Am I winning or losing?--I'm not sure. I spent today making both the outer aluminum shells, the oak friction cone, and the shaft, and assembled everything. I will make the main aluminum frame that holds everything tomorrow. Based on what I'm seeing so far, there isn't much chance for any binding internally. I think the secret to this clutch is all going to be in the design of the locking cam/lever.--One thing I did find out---The only spring I was able to pick up yesterday that would slide over the 1/2" shaft is too weak. The only thing worse than a clutch that won't engage is a clutch that won't disengage!!!


----------



## Coilmotorworks (Apr 5, 2013)

I like your work here and think that the latest design will probably do just fine for what you are doing. For your consideration I am posting a good clutch design that would work also for what you are doing. An over center design: An internal shoe clutch similar to what is found on old Rumely Oil Pulls is well suited as it actually has few moving parts and bearings required and the release tension and load pressure can be easily micro adjusted. The clutch can remain open without any input pressure. It also has no load pressure on any bearing once engaged and thus running friction is greatly reduced. Your current design will have quite a bit of friction even with the best ball bearings installed. This type clutch can be built quite small too and still apply good solid engagement. As an example of how small it can be made I am including a picture of one that I built for a 1;12 scale tractor which the clutch OD is the diameter of a quarter. 

CMW


----------



## Brian Rupnow (Apr 5, 2013)

There it is, all done except for the locking cam/lever. I only used 4 of the bearings I purchased for $7.00 each and about $20 worth of aluminum. Well under $50. If it works as hoped, thats a very cheap stand alone clutch. If it doesn't work, I've had $50 worth of entertainment out of it. Just about every comment posted about it has been correct. I know the bearings will spin freer if I pop the seals out. I know the clutch would probably work better is I used end grain wood. I know that in some respects it is probably way "over designed", but its easier to take a bearing out later than to add another bearing later. With this design, the largest pulley or sprocket or whatever will be bolted to the ring of holes on the hub closest to the vertical stand. It will always be turning as long as the engine is running. My expectations are that a small diameter pulley will be attached to the ring of holes around the outermost "clutched" pulley, on the hub side. In fact, a 3/4" wide flat belt can be run right of the face of the hub on the outermost pulley. The real trick to this thing is going to be in the locking cam/lever.


----------



## Brian Rupnow (Apr 5, 2013)

Coilmotorworks said:


> My opinion. A good clutch for what you are doing is an over center design: An internal shoe clutch similar to what is found on old Rumely Oil Pulls is well suited as it actually has few moving parts and bearings required and the release tension and load pressure can be mechanically adjusted. The clutch can remain open without any input pressure.

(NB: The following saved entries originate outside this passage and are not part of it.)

PR #2769, opened 2023-03-06
DumpedPrivateKeyTest: move p2shAddressCreationFromKeys from LegacyAddressTest

msgilligan:
This test has dependencies on o.b.crypto and is arguably a test of DumpedPrivateKey, so let's move it there.

### DIFF
--- a/core/src/test/java/org/bitcoinj/base/LegacyAddressTest.java
+++ b/core/src/test/java/org/bitcoinj/base/LegacyAddressTest.java
@@ -21,11 +21,8 @@ import nl.jqno.equalsverifier.EqualsVerifier;
 import nl.jqno.equalsverifier.Warning;
 import org.bitcoinj.base.exceptions.AddressFormatException;
 import org.bitcoinj.base.utils.ByteUtils;
-import org.bitcoinj.crypto.DumpedPrivateKey;
-import org.bitcoinj.crypto.ECKey;
 import org.bitcoinj.core.NetworkParameters;
 import org.bitcoinj.params.Networks;
-import org.bitcoinj.script.Script;
 import org.bitcoinj.script.ScriptBuilder;
 import org.bitcoinj.script.ScriptPattern;
 import org.bitcoinj.testing.MockAltNetworkParams;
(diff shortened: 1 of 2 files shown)


core/src/test/java/org/bitcoinj/base/LegacyAddressTest.java
```diff
@@ -228,23 +225,6 @@ public void p2shAddress() {
...
-        ECKey key2 = DumpedPrivateKey.fromBase58(MAINNET, "5Jb7fCeh1Wtm4yBBg3q3XbT6B525i17kVhy3vMC9AqfR6FH2qGk").getKey();
-        key2 = ECKey.fromPrivate(key2.getPrivKeyBytes());
-        ECKey key3 = DumpedPrivateKey.fromBase58(MAINNET, "5JFjmGo5Fww9p8gvx48qBYDJNAzR9pmH5S389axMtDyPT8ddqmw").getKey();
-        key3 = ECKey.fromPrivate(key3.getPrivKeyBytes());
-
-        List<ECKey> keys = Arrays.asList(key1, key2, key3);
-        Script p2shScript = ScriptBuilder.createP2SHOutputScript(2, keys);
-        LegacyAddress address = LegacyAddress.fromScriptHash(MAINNET,
-                ScriptPattern.extractHashFromP2SH(p2shScript));
-        assertEquals("3N25saC4dT24RphDAwLtD8LUN4E2gZPJke", address.toString());
```
schildbach, line 245: This is the actual test.

schildbach (commented):
I get why you want to move this.

I've marked the region of test code that in my opinion is the acrtual test. And I think the actual test should define what test class it belongs to, not the prerequisites of the test. I think it's in the right class atm.

To solve this, I see these options:

1. We allow _test_ dependencies from base to (in this case) cryto. Note this would not corrupt our goal for consumers of base to not depend on other bitcoinj modules.
2. I think it would be nice to have a way to parse the "dumped private key" format in base, as it's very common just like parsing addresses. I'm aware ECKey is currently rooted in crypto for good, but maybe we could separate ECKey into a part that only represents the key data (which could go to base) and another part that has all the crypto operations.

schildbach:
3. Split the test itself. I'll come up with a proposal for that.

core/src/test/java/org/bitcoinj/base/LegacyAddressTest.java
msgilligan: Agreed. Note that this still has a decency on `o.b.script`, but that's a separate issue.

core/src/test/java/org/bitcoinj/base/LegacyAddressTest.java
```diff
@@ -228,23 +225,6 @@ public void p2shAddress() {
...
-        // import some keys from this example: https://gist.github.com/gavinandresen/3966071
-        ECKey key1 = DumpedPrivateKey.fromBase58(MAINNET, "5JaTXbAUmfPYZFRwrYaALK48fN6sFJp4rHqq2QSXs8ucfpE4yQU").getKey();
-        key1 = ECKey.fromPrivate(key1.getPrivKeyBytes());
-        ECKey key2 = DumpedPrivateKey.fromBase58(MAINNET, "5Jb7fCeh1Wtm4yBBg3q3XbT6B525i17kVhy3vMC9AqfR6FH2qGk").getKey();
-        key2 = ECKey.fromPrivate(key2.getPrivKeyBytes());
-        ECKey key3 = DumpedPrivateKey.fromBase58(MAINNET, "5JFjmGo5Fww9p8gvx48qBYDJNAzR9pmH5S389axMtDyPT8ddqmw").getKey();
-        key3 = ECKey.fromPrivate(key3.getPrivKeyBytes());
-
-        List<ECKey> keys = Arrays.asList(key1, key2, key3);
-        Script p2shScript = ScriptBuilder.createP2SHOutputScript(2, keys);
```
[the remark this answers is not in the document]
msgilligan: Good point.

msgilligan:
> 1. We allow _test_ dependencies from base to (in this case) cryto. Note this would not corrupt our goal for consumers of base to not depend on other bitcoinj modules.

A similar alternative would be to move the tests that require dependencies on multiple modules to `integration-test`. This will also let us use JUnit 5.


> 2. I think it would be nice to have a way to parse the "dumped private key" format in base, as it's very common just like parsing addresses. I'm aware ECKey is currently rooted in crypto for good, but maybe we could separate ECKey into a part that only represents the key data (which could go to base) and another part that has all the crypto operations.

Yes, I've thought of this from time-to-time. It could be a fairly logical complement to `AesKey`.

msgilligan:
Closing in favor of PR #2782.

schildbach:
> A similar alternative would be to move the tests that require dependencies on multiple modules to `integration-test`. This will also let us use JUnit 5.

We'd suddenly find 95% of our "unit tests" in the integration tests package… (-:

msgilligan:
> > A similar alternative would be to move the tests that require dependencies on multiple modules to `integration-test`. This will also let us use JUnit 5.
> 
> We'd suddenly find 95% of our "unit tests" in the integration tests package… (-:

Fair enough. But maybe there is some _subset_ of tests requiring dependencies on ~~multiple modules~~ _modules that should be dependent, not dependencies_ that could be moved to `integration-test`.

 Coilmotorworks---I don't have too many old "Rumley Oil Pulls" (whatever that is) laying around my garage. However, I do react well to good clear sketches, explaining what you are suggesting.----Brian


----------



## trumpy81 (Apr 5, 2013)

Brian Rupnow said:


> Coilmotorworks---I don't have too many old "Rumley Oil Pulls" (whatever that is) laying around my garage. However, I do react well to good clear sketches, explaining what you are suggesting.----Brian



Brian, here is a drawing of a multi-plate type clutch for your application. It's actually a single plate clutch but the rest is based on the multi-plate concept.

If you want more details I'd be happy to supply the models etc. for it. 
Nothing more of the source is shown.